A labor shortage in this country has left 10 million job vacancies, yet 10 million people are without jobs. The economy is sending a hodgepodge of conflicting signals that are confusing everyone, including the Board of Governors of the Federal Reserve System.
The Federal Reserve is the central banker of the country. Congress has charged it with maximizing employment, stabilizing prices, and moderating long-term interest rates. The Fed, as it is lovingly called, is focused on interest rates that control inflation, stabilizing prices. The Fed also considers employment, but at the moment believes too many jobs are being added, increasing inflation. So in its ultimate wisdom, the Fed is raising interest rates. The rate of inflation has slowed somewhat, but unfortunately so have other things.

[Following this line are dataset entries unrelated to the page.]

PR #2435, opened 2022-11-10
Rename RekorBundle type to Bundle

hectorj2f:

#### Summary

As a result of conversations in https://github.com/sigstore/cosign/pull/2422, we could rename the RekorBundle struct to Bundle. This bundle struct will start including fields to handle different verification policies such Rekor entries and/or RFC3161 timestamped entries.

### DIFF
--- a/pkg/cosign/bundle/bundle.go
+++ b/pkg/cosign/bundle/bundle.go
@@ -16,9 +16,9 @@ package bundle
 
 import "github.com/sigstore/rekor/pkg/generated/models"
 
-// RekorBundle holds metadata about recording a Signature's ephemeral key to
+// Bundle holds metadata about recording a Signature's ephemeral key to
 // a Rekor transparency log.
-type RekorBundle struct {
+type Bundle struct {
 	SignedEntryTimestamp []byte
 	Payload              RekorPayload
 }
@@ -30,11 +30,11 @@ type RekorPayload struct {
 	LogID          string      `json:"logID"`
 }
 
-func EntryToBundle(entry *models.LogEntryAnon) *RekorBundle {
+func EntryToBundle(entry *models.LogEntryAnon) *Bundle {
 	if entry.Verification == nil {
 		return nil
 	}
-	return &RekorBundle{
+	return &Bundle{
 		SignedEntryTimestamp: entry.Verification.SignedEntryTimestamp,
 		Payload: RekorPayload{
 			Body:           entry.Body,
--- a/pkg/cosign/fetch.go
+++ b/pkg/cosign/fetch.go
@@ -34,13 +34,13 @@ type SignedPayload struct {
 	Payload         []byte
 	Cert            *x509.Certificate
 	Chain           []*x509.Certificate
-	Bundle          *bundle.RekorBundle
+	Bundle          *bundle.Bundle
 }
 
 type LocalSignedPayload struct {
-	Base64Signature string              `json:"base64Signature"`
-	Cert            string              `json:"cert,omitempty"`
-	Bundle          *bundle.RekorBundle `json:"rekorBundle,omitempty"`
+	Base64Signature string         `json:"base64Signature"`
+	Cert            string         `json:"cert,omitempty"`
+	Bundle          *bundle.Bundle `json:"Bundle,omitempty"`
 }
 
 type Signatures struct {
--- a/pkg/cosign/verify_test.go
+++ b/pkg/cosign/verify_test.go
@@ -204,7 +204,7 @@ func signEntry(ctx context.Context, t *testing.T, signer signature.Signer, entry
 	return signature
 }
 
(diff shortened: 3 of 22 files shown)


cpanato (dismissed):

pkg/cosign/bundle/bundle.go
```diff
@@ -16,9 +16,9 @@ package bundle
 
 import "github.com/sigstore/rekor/pkg/generated/models"
 
-// RekorBundle holds metadata about recording a Signature's ephemeral key to
+// Bundle holds metadata about recording a Signature's ephemeral key to
```
haydentherapper, line 19: Comment needs to be updated

haydentherapper:
Can I throw out another question? What about making another annotation on the OCI image rather than try to fit this into the Rekor bundle? I feel like that might be cleaner, and wouldn’t affect the existing bundle format. 

cc @asraa @znewman01

priyawadhwa:
I think either option would work fine, but not strongly opinionated on this one since we plan on ripping it out soon and replacing it either way.

pkg/cosign/fetch.go
```diff
@@ -34,13 +34,13 @@ type SignedPayload struct {
...
+	Bundle          *bundle.Bundle
 }
 
 type LocalSignedPayload struct {
-	Base64Signature string              `json:"base64Signature"`
-	Cert            string              `json:"cert,omitempty"`
-	Bundle          *bundle.RekorBundle `json:"rekorBundle,omitempty"`
+	Base64Signature string         `json:"base64Signature"`
+	Cert            string         `json:"cert,omitempty"`
+	Bundle          *bundle.Bundle `json:"Bundle,omitempty"`
```
priyawadhwa, line 43: nit: lowercase bundle

```
json:"bundle,omitempty"`
```

pkg/cosign/verify_test.go
```diff
@@ -245,9 +245,9 @@ func TestVerifyImageSignatureWithNoChain(t *testing.T) {
 	pe, _ := proposedEntry(base64.StdEncoding.EncodeToString(signature), payload, pemLeaf)
 	entry, _ := rtypes.UnmarshalEntry(pe[0])
 	leaf, _ := entry.Canonicalize(ctx)
-	rekorBundle := CreateTestBundle(ctx, t, sv, leaf)
+	Bundle := CreateTestBundle(ctx, t, sv, leaf)
```
priyawadhwa, line 248: nit: maybe call this testBundle to conform with go style guidelines?

priyawadhwa (commented):
Looks great, just a couple nits

asraa:
I would also vote for an "experimental" new annotation: we dont know if the new bundle format is totally stable yet, so we'll have issues with  backwards compatibility if we start using it pre-emptyively without any guarantees..

priyawadhwa:
> we dont know if the new bundle format is totally stable yet, so we'll have issues with backwards compatibility if we start using it pre-emptyively without any guarantees..

I don't think this PR is using the new bundle format, it's just refactoring the existing one.

hectorj2f:
Just to clarify, i don't intend any big refactoring. I wanted to rename this object to Bundle and add a new field for the timestamp entry. I believe we are open to add new fields without considering breaking changes, right?

asraa:
Oh, got it. Sorry I guess that's fine.

I think renaming is breaking... I'm sorry. I'm not sure, I think I'm confused and not sure the best way to make this change. It's either add in the old logic, or begin implementing the new bundle

priyawadhwa:
@asraa it's pretty confusing i think we've been using "bundle" to refer to a few different things 😅 

Basically I think the purpose of these PRs is just to add in support for the TSA, and it's modifying the existing bundle format to accomplish that since the new protobuf-based bundle format is [a few weeks away](https://github.com/sigstore/cosign/pull/2422#issuecomment-1308349779). The plan is once the new one is ready we'll replace this. I'd prefer not to block the TSA feature on the protobuf bundle work though, just in case there are any unexpected delays.

I think this PR in particular is a breaking change in the Golang API, but I don't think it's too big of a deal since it'll be replaced soon anyway (and we'll have to replace the RekorBundle type at that point anyway).

haydentherapper:
I would prefer we don’t have an intermediate step where we create this bundle format and then turn it into another bundle struct. I think this adds in more confusion cause now we have to consider which version of the bundle we are referring to.

What’s the cost of implementing this as its own annotation?

haydentherapper:
Just thinking through how we’ve explained the bundle annotation so far, we’ve always referred to it as the Rekor response. I would prefer we don’t overload it with things that aren’t related to Rekor. 

When we implement the new bundle format, we will probably want to use a new annotation anyways.

hectorj2f:
Closing this PR! I'll change the approach and add all the code changes to handle a new annotation. I'll also add cli flags when using a timestamp authority server and TSA bundle.

Thanks for the feedback and discussion.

House sales and new business construction for example. Both are highly sensitive to interest rates. As borrowing becomes more expensive, fewer people are willing to buy a house. Equally important, the increase in the cost of money slows all forms of construction, not just housing. Businesses are forced to downsize, postpone, or cancel projects. That is just one of the challenges businesses are experiencing. Getting goods and materials delivered on a timely basis has improved, but not all of the supply-chain issues have been resolved.
Slower delivery times also increase the cost of construction and, of course, the cost of the services and products that will be produced in the new buildings. The cost increases are passed on to customers via price increases. Another tactic that grew out of the pandemic is “shrinkflation”: reducing the amount of product within a container — fewer tortilla chips, less dishwasher soap, and thinner slices of bread, for example.
Casinos have no simple way to raise the price of their core product. Which means margins decrease, making casinos built under these conditions less profitable.
Another issue affects not just construction, but every other facet of business: a shortage of employees across the board. It may be the most challenging economic issue of the time, and not just for casinos. There are shortages of airline pilots, doctors, nurses, accountants, construction workers, firefighters, and many other professions. The pandemic seems to have been a partial cause of the shortage, as businesses attempting to return to normal operations found it difficult to hire the necessary staff. Initially, that was not always a bad thing, at least for the casino industry.
When casinos reopened after the COVID restrictions, they often had less capacity than before. There was more than one reason for the changes. Operators were uncertain about the level of business to anticipate and therefore chose a conservative strategy. That strategy was aided by a lack of staff, when not all former employees wanted to return. However, the trimmed operations were much more profitable than in pre-pandemic times. It was a good strategy, but not long term. Casino operators were shocked at the record-high volume of business they experienced. And while the trimmed-down model was more profitable, it could not take full advantage of the opportunities. As 2020 progressed and government-imposed restrictions on capacity were lifted, casinos were free to return to full operations. In general, casinos were eager to take advantage of the opportunity.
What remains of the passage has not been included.